1. Voorwerp van de procedure

De vandaag door mij aan de orde gestelde zaak 324/82 betreft een procedure ex artikel 169 van het EEG-Verdrag. De Commissie verzoekt in deze procedure Uw Hof vast te stellen, dat het Koninkrijk België ten aanzien van de berekening van de belastinggrondslagen voor nieuwe auto's en voor zogenaamde „directieauto's” in strijd heeft gehandeld met artikel 11 van de zesde omzetbelastingrichtlijn (nr. 77/388/EEG van 17. 5. 1977, PB L 145 van 1977, blz. 1).

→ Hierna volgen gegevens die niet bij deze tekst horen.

PR #4542, opened 2019-02-08
Fix CLI 'st2 apikey load' idempotence and API '/api/v1/apikeys' not honoring 'ID' for the new record creation

armab:
We've had this problem before and it seems a regression:
- https://github.com/StackStorm/st2/pull/3786
- https://github.com/StackStorm/st2/pull/3748

### Reproduce
```
$ st2 apikey list --detail --show-secrets --yaml > apikeys.yaml
$ st2 apikey delete ...
$ st2 apikey load apikeys.yaml
$ st2 apikey load apikeys.yaml
```

### Description
At a high level PR fixes `st2api key load` that wasn't idempotent and failing to import same record twice with the following error:
```
HTTPError: 409 Client Error: Conflict
MESSAGE: Tried to save duplicate unique keys (E11000 duplicate key error collection: st2.api_key_d_b index: key_hash_1 dup key: { : "903b7f0761094265969761443f4f25fc87c780b6248c38ce8dbaadfa52a2b53fd72381ac141072cb53ae78ff02e16fdfc0e40001472b9f25585a7b2864c501db" }) for url: http://127.0.0.1:9101/v1/apikeys
```

### Investigation
Looking at `st2api key load` behavior, we do several requests to guarantee command idempotence:
1) Try to check if ST2 API key ID exists
2) If inexistent, - create a new record with needed ID

However result of request `2.` goes wrong: 
```
# -------- begin 140602007925392 request ----------
curl -X POST -H  'Connection: keep-alive' -H  'Accept-Encoding: gzip, deflate' -H  'Accept: */*' -H  'User-Agent: python-requests/2.14.2' -H  'content-type: application/json' -H  'X-Auth-Token: 80fdee5a251c40ac9599afa889dbdce7' -H  'Content-Length: 231' --data-binary '{"key_hash": "903b7f0761094265969761443f4f25fc87c780b6248c38ce8dbaadfa52a2b53fd72381ac141072cb53ae78ff02e16fdfc0e40001472b9f25585a7b2864c501db", "metadata": {}, "enabled": true, "user": "st2admin", "id": "58e3f3330c0517062a3fda43"}' http://127.0.0.1:9101/v1/apikeys
# -------- begin 140602007925392 response ----------
{
    "uid": "api_key:903b7f0761094265969761443f4f25fc87c780b6248c38ce8dbaadfa52a2b53fd72381ac141072cb53ae78ff02e16fdfc0e40001472b9f25585a7b2864c501db",
    "created_at": "2019-02-08T19:50:15.500100Z",
    "enabled": true,
    "user": "st2admin",
    "key": null,
    "id": "5c5ddd776cb8de530e0a1391",
    "metadata": {}
}
# -------- end 140602007925392 response ------------

```
Instead of creating a record with the requested `ID`, it creates a new one with random `ID` and so next import `st2 apikey load` for the same data fails.

This leads to a root cause bug fixed in this PR: API `POST /api/v1/apikeys` wasn't creating new record with the provided `ID`: https://api.stackstorm.com/api/v1/apikeys/#/api_key_controller.post

----

Was spot during the https://github.com/StackStorm/stackstorm-ha/pull/45 work.


Kami:
Good catch :+1: 

Can we please also add a test case for it to avoid regression again in the future? :)

armab:
Right, that's the plan per `status:missing tests` tag.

De Belgische regeling van de belastinggrondslag (of „maatstaf van heffing”) voor de heffing van omzetbelasting op nieuwe auto's is geregeld in KB nr. 17 van 20 juli 1970, waarbij — dit in duidelijke afwijking van artikel 11 van de richtlijn — voor deze auto's niet van de effectieve aankoopprijs wordt uitgegaan, maar van de catalogusprijs als minimumgrondslag. Voor de berekening van de belastinggrondslag voor het eigen gebruik en de latere verkoop van directieauto's gaat de Belgische belastingadministratie eveneens uit van vaste regels, die neergelegd zijn in de circulaires nr. 4 van 12 januari 1971 en nr. 74 van 11 juli 1972. Ook deze vaste regels wijken van artikel 11 van de richtlijn af. Zij differentiëren het toe te passen belastingregime naar gelang de duur van het gebruik van deze auto's als directieauto's. Bij verkoop binnen zes maanden betaalt de handelaar voor het eigen gebruik geen belasting, maar de door de koper te betalen BTW wordt ook in dit geval nog berekend op de grondslag van de cataloguswaarde, waardoor wederom van artikel 11 van de richtlijn wordt afgeweken. Verdere afwijkingen betreffen de maatstaf van heffing bij eigen gebruik van langer dan zes maanden, alsmede de dan geldende ficties ten aanzien van de verkoopwaarde. Voor verdere bijzonderheden van het Belgische regime verwijs ik naar het rapport ter terechtzitting. Voor mijn verdere betoog is slechts van belang, dat de ficties waarvan de Belgische wetgever en administratie uitgaan in vele, zo niet de meeste, gevallen tot een hogere belastinggrondslag leiden dan de maatstaf van heffing die artikel 11 van de richtlijn voorschrijft. Als gezegd, gaat dit artikel bij verkoop uit van de effectieve verkoopprijs. Voor eigen gebruik door de handelaar acht de Commissie artikel 11 A.1.b) en c) van toepassing.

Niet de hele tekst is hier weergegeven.